======== Source records

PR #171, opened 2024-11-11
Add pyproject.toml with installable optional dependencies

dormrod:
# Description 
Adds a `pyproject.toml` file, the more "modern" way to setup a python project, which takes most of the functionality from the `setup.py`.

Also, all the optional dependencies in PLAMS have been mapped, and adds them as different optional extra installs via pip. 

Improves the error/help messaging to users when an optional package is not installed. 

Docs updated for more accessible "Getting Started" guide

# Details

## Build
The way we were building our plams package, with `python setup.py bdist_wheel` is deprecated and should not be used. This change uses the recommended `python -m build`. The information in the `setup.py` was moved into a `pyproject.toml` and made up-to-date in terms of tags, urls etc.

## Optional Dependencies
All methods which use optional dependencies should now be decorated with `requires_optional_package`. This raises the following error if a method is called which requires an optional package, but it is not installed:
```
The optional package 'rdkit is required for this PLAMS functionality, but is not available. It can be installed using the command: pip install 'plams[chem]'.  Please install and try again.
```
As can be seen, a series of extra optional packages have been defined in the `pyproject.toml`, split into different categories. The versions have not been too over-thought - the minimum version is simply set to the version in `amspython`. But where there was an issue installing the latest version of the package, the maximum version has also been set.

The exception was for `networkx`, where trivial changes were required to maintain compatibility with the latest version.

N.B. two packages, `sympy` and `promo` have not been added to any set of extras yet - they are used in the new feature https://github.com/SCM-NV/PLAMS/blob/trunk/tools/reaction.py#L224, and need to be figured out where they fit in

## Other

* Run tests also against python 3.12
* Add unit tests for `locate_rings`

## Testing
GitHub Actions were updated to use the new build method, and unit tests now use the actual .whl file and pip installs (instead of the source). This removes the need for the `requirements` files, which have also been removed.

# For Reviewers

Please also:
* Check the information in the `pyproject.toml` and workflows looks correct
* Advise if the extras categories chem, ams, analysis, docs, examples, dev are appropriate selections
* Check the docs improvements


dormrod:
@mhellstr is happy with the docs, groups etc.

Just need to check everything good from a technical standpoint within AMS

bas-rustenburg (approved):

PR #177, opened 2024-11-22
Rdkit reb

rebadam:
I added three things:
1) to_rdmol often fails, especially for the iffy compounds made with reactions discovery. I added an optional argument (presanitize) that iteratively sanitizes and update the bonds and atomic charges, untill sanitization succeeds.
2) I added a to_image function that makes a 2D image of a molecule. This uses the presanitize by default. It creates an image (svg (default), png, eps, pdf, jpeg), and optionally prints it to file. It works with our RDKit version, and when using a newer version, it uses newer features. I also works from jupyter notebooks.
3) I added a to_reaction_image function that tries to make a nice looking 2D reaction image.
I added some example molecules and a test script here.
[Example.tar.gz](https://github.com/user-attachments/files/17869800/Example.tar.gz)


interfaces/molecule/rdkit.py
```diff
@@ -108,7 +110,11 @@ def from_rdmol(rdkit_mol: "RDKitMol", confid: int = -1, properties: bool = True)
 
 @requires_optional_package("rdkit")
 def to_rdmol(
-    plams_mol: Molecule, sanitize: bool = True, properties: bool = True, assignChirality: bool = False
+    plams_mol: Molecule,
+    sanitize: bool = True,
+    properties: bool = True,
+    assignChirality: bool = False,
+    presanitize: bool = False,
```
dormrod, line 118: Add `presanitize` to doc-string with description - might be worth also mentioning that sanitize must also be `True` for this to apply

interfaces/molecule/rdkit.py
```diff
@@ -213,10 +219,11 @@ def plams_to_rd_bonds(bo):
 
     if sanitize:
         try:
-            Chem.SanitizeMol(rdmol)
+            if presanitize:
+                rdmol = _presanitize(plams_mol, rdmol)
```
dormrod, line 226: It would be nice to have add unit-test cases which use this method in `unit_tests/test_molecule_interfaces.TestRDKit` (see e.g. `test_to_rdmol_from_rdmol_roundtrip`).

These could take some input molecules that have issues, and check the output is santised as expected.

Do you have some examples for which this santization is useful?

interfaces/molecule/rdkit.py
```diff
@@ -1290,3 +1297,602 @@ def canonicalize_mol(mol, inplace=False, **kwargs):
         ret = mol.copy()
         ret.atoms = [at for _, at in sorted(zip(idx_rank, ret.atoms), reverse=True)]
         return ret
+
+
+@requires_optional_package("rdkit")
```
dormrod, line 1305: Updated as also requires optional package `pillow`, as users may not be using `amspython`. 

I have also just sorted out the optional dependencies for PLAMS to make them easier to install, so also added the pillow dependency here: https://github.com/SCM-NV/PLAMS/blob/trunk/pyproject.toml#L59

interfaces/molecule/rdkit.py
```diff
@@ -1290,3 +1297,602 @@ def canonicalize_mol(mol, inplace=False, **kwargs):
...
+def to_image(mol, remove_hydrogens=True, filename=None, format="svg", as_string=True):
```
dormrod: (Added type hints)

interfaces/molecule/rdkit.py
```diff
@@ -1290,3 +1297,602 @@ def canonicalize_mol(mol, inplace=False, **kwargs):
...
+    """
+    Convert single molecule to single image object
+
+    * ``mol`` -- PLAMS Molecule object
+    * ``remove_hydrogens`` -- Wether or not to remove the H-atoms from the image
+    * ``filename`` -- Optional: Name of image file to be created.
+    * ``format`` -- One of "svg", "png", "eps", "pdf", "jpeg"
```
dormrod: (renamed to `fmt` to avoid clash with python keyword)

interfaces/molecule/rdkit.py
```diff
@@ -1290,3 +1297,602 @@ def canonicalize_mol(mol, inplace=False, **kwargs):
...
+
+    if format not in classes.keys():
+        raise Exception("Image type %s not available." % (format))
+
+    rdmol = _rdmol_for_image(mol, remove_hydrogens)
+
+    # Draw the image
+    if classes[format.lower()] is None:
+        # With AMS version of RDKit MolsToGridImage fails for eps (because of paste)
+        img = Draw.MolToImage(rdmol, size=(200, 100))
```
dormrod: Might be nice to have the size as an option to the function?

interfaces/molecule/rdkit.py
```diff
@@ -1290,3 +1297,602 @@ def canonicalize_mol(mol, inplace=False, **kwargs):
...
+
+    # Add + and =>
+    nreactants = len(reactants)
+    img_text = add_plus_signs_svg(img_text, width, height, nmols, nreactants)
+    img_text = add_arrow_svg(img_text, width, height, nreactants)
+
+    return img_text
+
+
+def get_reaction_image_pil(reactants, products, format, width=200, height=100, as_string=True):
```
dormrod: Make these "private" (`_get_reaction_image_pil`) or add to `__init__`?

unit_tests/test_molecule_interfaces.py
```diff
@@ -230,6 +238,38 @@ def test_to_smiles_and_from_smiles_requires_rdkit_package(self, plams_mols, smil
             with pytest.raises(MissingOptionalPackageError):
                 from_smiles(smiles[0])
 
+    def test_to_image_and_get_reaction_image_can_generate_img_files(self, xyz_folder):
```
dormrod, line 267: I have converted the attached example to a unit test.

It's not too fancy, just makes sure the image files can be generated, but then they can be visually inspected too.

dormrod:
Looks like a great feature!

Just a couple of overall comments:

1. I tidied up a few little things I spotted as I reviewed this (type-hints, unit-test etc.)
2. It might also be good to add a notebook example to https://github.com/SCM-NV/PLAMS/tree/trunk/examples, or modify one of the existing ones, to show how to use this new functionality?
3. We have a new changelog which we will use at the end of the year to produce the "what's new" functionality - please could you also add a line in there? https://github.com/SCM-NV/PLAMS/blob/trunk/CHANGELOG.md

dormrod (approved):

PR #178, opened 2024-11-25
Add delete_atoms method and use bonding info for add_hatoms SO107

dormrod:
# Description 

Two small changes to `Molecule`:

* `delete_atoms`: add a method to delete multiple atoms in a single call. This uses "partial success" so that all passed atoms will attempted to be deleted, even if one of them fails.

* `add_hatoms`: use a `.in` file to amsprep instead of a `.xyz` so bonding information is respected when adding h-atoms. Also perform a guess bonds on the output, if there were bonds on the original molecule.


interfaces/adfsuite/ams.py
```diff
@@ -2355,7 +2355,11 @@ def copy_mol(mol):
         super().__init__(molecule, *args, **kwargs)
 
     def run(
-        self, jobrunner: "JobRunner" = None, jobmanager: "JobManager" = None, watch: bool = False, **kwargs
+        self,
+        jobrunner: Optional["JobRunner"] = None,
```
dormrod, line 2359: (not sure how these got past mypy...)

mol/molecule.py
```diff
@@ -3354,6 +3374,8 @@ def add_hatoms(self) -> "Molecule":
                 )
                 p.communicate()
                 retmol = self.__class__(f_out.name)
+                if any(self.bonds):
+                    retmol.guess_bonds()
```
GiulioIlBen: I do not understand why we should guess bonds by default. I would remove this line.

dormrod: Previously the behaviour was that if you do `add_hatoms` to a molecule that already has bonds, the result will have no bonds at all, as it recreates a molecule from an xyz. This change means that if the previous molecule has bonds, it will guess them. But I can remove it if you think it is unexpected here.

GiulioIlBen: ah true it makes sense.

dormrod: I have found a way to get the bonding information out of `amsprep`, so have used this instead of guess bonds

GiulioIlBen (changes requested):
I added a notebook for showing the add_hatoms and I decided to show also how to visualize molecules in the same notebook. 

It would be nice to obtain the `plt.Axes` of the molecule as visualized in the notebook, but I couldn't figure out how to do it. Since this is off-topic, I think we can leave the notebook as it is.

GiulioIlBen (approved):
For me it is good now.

================

Which of the lines above include the word "amspython"? List those lines.

As can be seen, a series of extra optional packages have been defined in the `pyproject.toml`, split into different categories. The versions have not been too over-thought - the minimum version is simply set to the version in `amspython`. But where there was an issue installing the latest version of the package, the maximum version has also been set.
dormrod, line 1305: Updated as also requires optional package `pillow`, as users may not be using `amspython`. 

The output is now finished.